EMPLOYEES''STOCK OPTION SCHEME

The Human Resource Department and the Nomination and Remuneration Committee of the Board of Directors of the Company administer the Employees ''Stock Option Scheme of the Company in accordance with the applicable SEBI Guidelines.

The disclosure as on 31st March 2016 (cumulative disclosure) as stipulated under the SEBI Guidelines with regard to the Employees'' Stock Option Scheme is provided as Annexure - 6 to this Report.

STATUTORY AUDITORS

M/s. S.S. Kothari Mehta & Co., were appointed as the Statutory Auditors of the Company at the Annual General Meeting held on 30th September 2015 for a period of five years in accordance with the provisions of section 139 of the Companies Act, 2013 subject to ratification by members of the Company every year. The Board recommends the ratification of their appointment, till the conclusion of the next following Annual General Meeting of the Company.

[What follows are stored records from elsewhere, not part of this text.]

PR #132, opened 2015-11-26
Introduce BEMTREE support

tadatuta:
This is breaking change.

cc @veged @indutny @vithar


lib/bemxjst/entity.js
```diff
@@ -56,6 +40,7 @@ Entity.prototype.initModes = function initModes(templates) {
 
     for (var j = template.predicates.length - 1; j >= 0; j--) {
       var pred = template.predicates[j];
+
```
indutny: Irrelevant change.

lib/bemxjst/entity.js
```diff
@@ -35,20 +25,14 @@ function Entity(bemhtml, block, elem, templates) {
   this.init(block, elem);
   this.initModes(templates);
 }
+
```
indutny: Irrelevant change.

lib/compiler.js
```diff
@@ -0,0 +1,69 @@
+var vm = require('vm');
+
+function Compiler(options) {
+  this.options = options || {};
+}
+
+module.exports = function(runtime, sourceBundle) {
```
indutny: Please name the function here.

lib/compiler.js
```diff
@@ -0,0 +1,69 @@
...
+  runtime.source = sourceBundle;
+  Compiler.prototype.runtime = runtime;
```
indutny: So calling this two times will do something strange, right? Perhaps it should return a new `Compiler` constructor each time?

test/bemhtml/runtime-test.js
```diff
@@ -338,12 +338,12 @@ describe('BEMHTML compiler/Runtime', function() {
       }, {
         block: 'b1',
         elemMods: {
-          a: 'yes'
+          a: 'no'
```
indutny: What's the point of this change?

index.js
```diff
@@ -0,0 +1,26 @@
+var fs = require('fs');
+
+function getEngine(engineName) {
+  var runtime = require('./lib/' + engineName);
+  var sourceBundle = fs.readFileSync(require.resolve('./lib/' + engineName + '/bundle'), 'utf8');
```
indutny: Does it fit into 80 columns?

index.js
```diff
@@ -0,0 +1,26 @@
...
+  var pathToCompiler = require.resolve('./lib/compiler');
+  var Compiler = require(pathToCompiler)(runtime, sourceBundle);
```
indutny: Why not just use `require('./lib/compiler')`? And require it outside of the `getEngine` function?

index.js
```diff
@@ -0,0 +1,26 @@
...
+
+  // we need two independent instances of Compiler for bemhtml and bemtree
+  delete require.cache[pathToCompiler];
```
indutny: This should not be necessary. See my comments below.

lib/bemtree/entity.js
```diff
@@ -0,0 +1,25 @@
+var Match = require('../bemxjst/match').Match;
+var Entity = require('../bemxjst/entity').Entity;
+
+exports.Entity = Entity;
```
indutny: Should use inheritance instead of monkey-patching existing constructor.

lib/bemxjst/entity.js
```diff
@@ -142,6 +92,25 @@ Entity.prototype.prepend = function prepend(other) {
   }
 };
 
+function contentMode() {
+  return this.ctx.content;
+}
+
+Entity.prototype.setDefaults = function setDefaults() {
```
indutny: Any point in shuffling this around?

lib/bemxjst/entity.js
```diff
@@ -35,20 +25,14 @@ function Entity(bemhtml, block, elem, templates) {
...
 
 Entity.prototype.init = function init(block, elem) {
   this.block = block;
   this.elem = elem;
-
-  // Class for jsParams
-  this.jsClass = this.bemhtml.classBuilder.build(this.block, this.elem);
 };
 
-function contentMode() {
```
indutny: Any point in shuffling this around?

lib/bemxjst/index.js
```diff
@@ -38,14 +37,15 @@ function BEMHTML(options) {
   this.oninit = null;
 
   // Initialize default entity (no block/elem match)
-  this.defaultEnt = new Entity(this, '', '', []);
-  this.defaultElemEnt = new Entity(this, '', '', []);
+  this.defaultEnt = new BEMXJST.prototype.Entity(this, '', '', []);
```
indutny: should use `new this.Entity(...)`

lib/bemxjst/index.js
```diff
@@ -20,8 +19,8 @@ function BEMHTML(options) {
   this.match = null;
 
   // Create new Context constructor for overriding prototype
-  this.contextConstructor = function ContextChild(bemhtml) {
-    Context.call(this, bemhtml);
+  this.contextConstructor = function ContextChild(bemxjst) {
+    Context.call(this, bemxjst);
```
indutny: I think there might be reason to inherit it from `this.Context`, as in future we may like to have two different kinds of `Context` for BEMTREE and BEMHTML.

lib/bemxjst/index.js
```diff
@@ -113,14 +113,17 @@ BEMHTML.prototype.compile = function compile(code) {
...
-  var args = BEMHTML.locals;
+  var args = BEMXJST.prototype.locals;
+  if (typeof code === 'function') {
+    var start = out.match(/^function\s*\(([^{]+)\)\s*{/);
 
-  // Reuse function if it already has right arguments
-  if (typeof code === 'function' && code.length === args.length)
-    return code;
+    // Reuse function if it already has right arguments
+    if (start !== null && start[1].split(/,\s*/).length === args.length)
```
indutny: I think previous way was better.

lib/bemxjst/index.js
```diff
@@ -185,7 +188,8 @@ BEMHTML.prototype.transformEntities = function transformEntities(entities) {
     if (elem === '*')
       wildcardElems.push(block);
 
-    entities[key] = new Entity(this, block, elem, entities[key]);
+    entities[key] = new BEMXJST.prototype.Entity(
```
indutny: `this.Entity`

lib/bemhtml/entity.js
```diff
@@ -0,0 +1,84 @@
...
+  this.js = new Match(this);
+  this.mix = new Match(this);
+  this.bem = new Match(this);
+  this.cls = new Match(this);
+
+  BemxjstEntity.apply(this, arguments);
+}
+
+/* jshint unused : false */
+inherits(Entity, BemxjstEntity);
```
indutny: What's unused here? Result?

voischev:
Ee!

test/bemhtml/runtime-test.js
tadatuta: to differentiate mod val from content

indutny: Mmm... ok

lib/bemxjst/index.js
tadatuta: Let's postpone it until real need?

tadatuta:
@indutny 
All notes except for premature inheritance from `Context` were fixed, see last 4 commits.

Still need your help to fix falling test with `reapply()` in BEMTREE. And please give us some clue about proper way to implement async version of BEMTREE.

lib/bemxjst/index.js
indutny: Ok, I don't mind.

lib/bemxjst/index.js
```diff
@@ -113,14 +113,15 @@ BEMHTML.prototype.compile = function compile(code) {
...
 
-  var args = BEMHTML.locals;
-
-  // Reuse function if it already has right arguments
-  if (typeof code === 'function' && code.length === args.length)
-    return code;
+  var args = BEMXJST.prototype.locals;
+  if (typeof code === 'function') {
+    // Reuse function if it already has right arguments
+    if (typeof code === 'function' && code.length === args.length)
```
indutny: Two `typeof`? Kind of pointless?

lib/bemxjst/tree.js
```diff
@@ -302,12 +302,14 @@ Tree.prototype.match = function match() {
...
 Tree.prototype.once = function once() {
-  if (arguments.length) throw new Error('Predicate should not have arguments');
+  if (arguments.length)
+    throw new Error('Predicate once() should not have arguments');
   return this.match(new OnceMatch());
 };
 
 Tree.prototype.applyMode = function applyMode(args, mode) {
-  if (args.length) throw new Error('Predicate should not have arguments');
+  if (args.length) throw new Error('Predicate should not have arguments but ' +
```
indutny: Let's add `{}` braces here and put `throw` on a new line between them.

package.json
```diff
@@ -1,14 +1,14 @@
...
   "bin": {
     "bem-xjst": "bin/bem-xjst"
   },
   "scripts": {
     "prepublish": "make",
-    "bundle": "echo \"var fs = require('fs'), xjst = require('bem-xjst'); fs.writeFileSync('bundle.js', xjst.generate(''));\" | node",
-    "test": "make && make lint && mocha --reporter=spec test/*-test.js"
+    "test-bemhtml": "mocha --reporter=spec test/bemhtml/*-test.js",
+    "test-bemtree": "mocha --reporter=spec test/bemtree/*-test.js",
+    "test": "make && make lint && npm run test-bemhtml && npm run test-bemtree"
```
zxqfox: Why to use npm scripts and make in parallel? ;-(

test/bemtree/runtime-test.js
```diff
@@ -0,0 +1,739 @@
...
+      });
+
+      assert.deepEqual(template.apply({ block: 'b1' }), 'new');
+      assert.deepEqual(
+        template.apply({ block: 'b2' }), { block: 'b2', content: 'ok' }
+      );
+    });
+  });
+
+  it('should work with empty input', function() {
```
zxqfox: Why not to group these as basics?

zxqfox:
@tadatuta Great job! Would be very helpful if we start group tests as sections in further specification.

tadatuta:
@indutny :up: 

I also got rid of Makefile as @zxqfox suggested.

> Why not to group these as basics?

Let's make tests improvements in separate PR?

zxqfox:
> Let's make tests improvements in separate PR?

@tadatuta Yup! Sorry.

index.js
```diff
@@ -0,0 +1,25 @@
...
+      return new Compiler(options, runtime).generate(code, options);
+    },
+    compile: function(code, options) {
+      return new Compiler(options, runtime).compile(code);
+    }
+  }
+}
+
+module.exports = {
+  bemtree: function() { return getEngine('bemtree'); },
```
indutny: What do you think about making this a getter with some sort of caching instead?

tadatuta:
@indutny @veged :up:

veged:
LGTM

voischev:
:tada: :tada: :tada: в этом году выпустите? ;)

lib/bemxjst/entity.js
```diff
@@ -150,32 +102,17 @@ Entity.prototype.run = function run(context) {
...
-                             attrs,
-                             content);
+Entity.prototype.setDefaults = function setDefaults() {
+  // Default .content() template for applyNext()
+  if (this.content.count !== 0)
+    this.content.push(new Template([], contentMode));
+
+  // .def() default
+  if (this.def.count !== 0) {
+    this.canFlush = this.options.flush || false;
```
indutny: This is still set here, but the property is declared only on a child class. What do you think about moving the property back to this file?

lib/bemhtml/index.js
```diff
@@ -0,0 +1,316 @@
+var inherits = require('inherits');
+var utils = require('../bemxjst/utils');
+var Entity = require('./entity').Entity;
+var BEMXJST = require('../bemxjst');
+BEMXJST.prototype.Entity = Entity;
```
indutny: Wooot? Why not `BEMHTML.prototype.Entity = Entity`?

lib/bemtree/index.js
```diff
@@ -0,0 +1,55 @@
+var inherits = require('inherits');
+var BEMXJST = require('../bemxjst');
+var Entity = require('./entity').Entity;
+BEMXJST.prototype.Entity = Entity;
```
indutny: Ditto.

lib/bemxjst/entity.js
tadatuta: I still not sure about the whole split of flushing between bemhtml and bemtree (which actually shouldn't use flush at all). Will it be ok to just move `this.canFlush = true;` to bemxjst constructor?

tadatuta:
:up:

lib/bemxjst/entity.js
indutny: You can't do it there, because it is overridden by `.xjstOptions` in user templates. (This is what `this.options` is here for).

tadatuta: like like it was done this way before: https://github.com/bem/bem-xjst/blob/master/lib/bemhtml/runtime/entity.js#L15, wasn't it?

what is the proper way then?

indutny: Oh, you just fixed it. Looks better now, thanks!

indutny:
LGTM, but please squash the commits :)

tadatuta:
decided to move following chages into separate PRs:
* compiler: Drop wrap method
* package.json: Remove bundle command
* travis: Run tests on node 4

PR #149, opened 2015-12-14
BEMHTML: mods field in BEMJSON should not be treated as elemMods

### LINKED ISSUE #88: mods field in BEMJSON should not be treated as elemMods
For BEMJSON `{ block: 'b1', elem: 'e1', mods: { m1: 'v1' } }` with default templates the result is
`<div class="b1__e1 b1__e1_m1_v1"></div>` but it should be `<div class="b1__e1"></div>`.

The Company has obtained from them a certificate to the effect that they are eligible to continue as the Statutory Auditors of the Company and that they comply with the requirements prescribed in Section 141 of the Companies Act, 2013.

SECRETARIAL AUDITOR AND REPORTTHEREON

The Board of Directors of the Company appointed Mr. R. Venkata subramanian, Practising Company Secretary, as the Secretarial Auditor to conduct the Secretarial Audit in terms of section 204 of the Companies Act, 2013. The Report of Secretarial Audit is attached in Form MR 3 and forms part of this Report as Annexure- 7.

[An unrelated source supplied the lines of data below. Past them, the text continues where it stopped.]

Issue #111, opened 2015-10-28
Should support changing elemMods in runtime


tadatuta:
There is a test for changing `mods` in runtime (https://github.com/bem/bem-xjst/blob/master/test/runtime-test.js#L221) but same thing fails for `elemMods`. So this test 
```js
it('should support changing elemMods in runtime', function() {
      test(function() {
        block('b1').elem('e1').def()(function() {
          this.elemMods.a = 'b';
          return applyNext();
        });
      }, {
        block: 'b1',
        content: { elem: 'e1' }
      }, '<div class="b1"><div class="b1__e1 b1__e1_a_b"</div>');
    });
```
will fail with `AssertionError: '<div class="b1"><div class="b1__e1"></div></div>' deepEqual '<div class="b1"><div class="b1__e1 b1__e1_a_b"</div>'`.

zxqfox:
Take a look pleasee?

/cc @indutny @veged

veged:
looks ok

PR #150, opened 2015-12-16
bemhtml: fix elemMods behaviour

zxqfox:
Fixes: #111

PR #157, opened 2015-12-22
bemhtml: fix elemMods behaviour

miripiruni:
Fixes: #111

P.S. Absolutely identical with https://github.com/bem/bem-xjst/pull/150


zxqfox:
:+1:

miripiruni:
Just remove unnecessary line https://github.com/bem/bem-xjst/pull/150/files#diff-babcc1050af43cb83540193c8c57664dR407

miripiruni:
JFYI The fix depends on 85e02cc and I cannot release it in 4.4.0. Will be released in 5.0.0

Issue #146, opened 2015-12-09
Do not execute nested match if outer one is falsy


tadatuta:
E.g. for
```js
block('bla')(
    tag()('span'),
    match(function() { return this.ctx.d; })( // this.ctx.d is undefined
        tag()('a'),
        attrs()(match(function() { return this.ctx.d.a; })(function(){ // this will throw error
            return { f: 1 };
        }))
    )
) 
```

cc @indutny @veged @belyanskii

veged:
semantically there is no such thing as "nested match" — they are all same level and order of execution is not guaranteed

tadatuta:
Such code worked properly on `1.x` so we should at least try to fix it or maybe support it on convertor side.

veged:
@indutny could we at least support preserving order of `.match`es execution?

PR #158, opened 2015-12-22
bemxjst: fix order of execution of `match`es

indutny:
Always execute matches in the same order as they came in the input file.

Fix: #146

### DIFF
--- a/lib/bemxjst/match.js
+++ b/lib/bemxjst/match.js
@@ -107,11 +107,8 @@ function MatchTemplate(mode, template) {
   }
 
   // Insert late predicates
-  for (var i = postpone.length - 1; i >= 0; i--)
-    this.predicates[i + j] = this.predicates[i];
-  for (var i = 0; i < postpone.length; i++)
-    this.predicates[i] = postpone[i];
-  j += postpone.length;
+  for (var i = 0; i < postpone.length; i++, j++)
+    this.predicates[j] = postpone[i];
 
   if (this.predicates.length !== j)
     this.predicates.length = j;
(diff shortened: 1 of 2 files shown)


lib/bemxjst/match.js
```diff
@@ -186,7 +183,7 @@ Match.prototype.exec = function exec(context) {
   for (var i = 0; i < this.count; i++) {
     if ((mask & bit) === 0) {
       template = this.templates[i];
-      for (var j = template.predicates.length - 1; j >= 0; j--) {
+      for (var j = 0; j < template.predicates.length; j++) {
```
zxqfox: `(var j = 0, l = template.predicates.length; j < l; j++)`

lib/bemxjst/match.js
```diff
@@ -195,7 +192,7 @@ Match.prototype.exec = function exec(context) {
       }
 
       // All predicates matched!
-      if (j === -1)
+      if (j === template.predicates.length)
```
zxqfox: `if (j === l)`

lib/bemxjst/match.js
indutny: Nah, compiler will do this for us! :)

lib/bemxjst/match.js
indutny: V8 should handle this too.

zxqfox: But IE?!

indutny: New IE will do it quite fine, old IE are kind of slow anyway? Do we want to have crappy code just because of one old browser?

indutny: (I sincerely hope that your last comment was sarcasm)

zxqfox: Uh-oh, okay! ;-D

zxqfox:
:+1:

tadatuta:
@indutny tests passed, shell we merge?

indutny:
@tadatuta please do it :+1:

tadatuta:
thank you!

COMMENTS ON AUDITORS''OBSERVATIONS

The Reports submitted by the Secretarial Auditors and Statutory Auditors on the Standalone Financial Statements of the Company do not contain any qualification, reservation or adverse remark.

LISTING OF SHARES

The Company''s shares continue to remain listed on the National Stock Exchange and Bombay Stock Exchange and the listing fees for the financial year 2016-17 has been paid to the said Exchanges.

UNCLAIMED SUSPENSE ACCOUNT

In terms of Regulation 39(4) of SEBI (Listing Obligation and Disclosure Requirements) Regulations, 2015, the Company has opened the demat account.

ENERGY CONSERVATION, TECHNOLOGY ABSORPTION AND FOREIGN EXCHANGE TRANSACTIONS

The particulars of energy conservation, technology absorption are not applicable to the Company as it is not engaged in any manufacturing activity. A statement giving details of Foreign Exchange transactions, in accordance with the Companies (Accounts) Rules, 2014, forms a part of this report as Annexure-8.

PARTICULARS OF DIRECTORS''AND EMPLOYEES'' REMUNERATION

The particulars of remuneration to Directors and Key Managerial Personnel and other particulars in terms of Section 197(12) read with Rule 5(1) of the Companies (Appointment and Remuneration of Managerial Personnel) Rules, 2014 are given in Annexure - 9 to this Report.

A statement showing the names and other particulars of the employees drawing remuneration in excess of the limits set out in Rules 5(2) and 5(3) of the Companies (Appointment and Remuneration of Managerial Personnel) Rules, 2014 are provided in Annexure - 10 to this Report. Having regard to the provisions of the first proviso to Section 136(1) of the Act and as advised, the printed copy of the Annual Report excluding the aforesaid information is being sent to the members of the Company. Any member interested in obtaining such information may write to the Company Secretary and the same will be furnished on request. The full Annual Report including the aforesaid information is being sent electronically to all those members who have registered their email addresses and is also available on the Company''s website.

PUBLIC DEPOSITS

The Company has not accepted any deposits from public till date.

ORDERS PASSED BY REGULATORS

No order has been passed by the regulators or courts or tribunals impacting the status of the Company.

DISCLOSURE UNDER THE SEXUAL HARASSMENT OF WOMEN AT WORKPLACE (PREVENTION, PROHIBITION AND REDRESSAL) ACT, 2013

The Company has in place an Anti Sexual Harassment Policy in line with the requirements of The Sexual Harassment of Women at the Workplace (Prevention, Prohibition & Redressal) Act, 2013. Internal Complaints Committee (ICC) has been set up to redress complaints received regarding sexual harassment. All employees (permanent, contractual, temporary, trainees) are covered under this policy.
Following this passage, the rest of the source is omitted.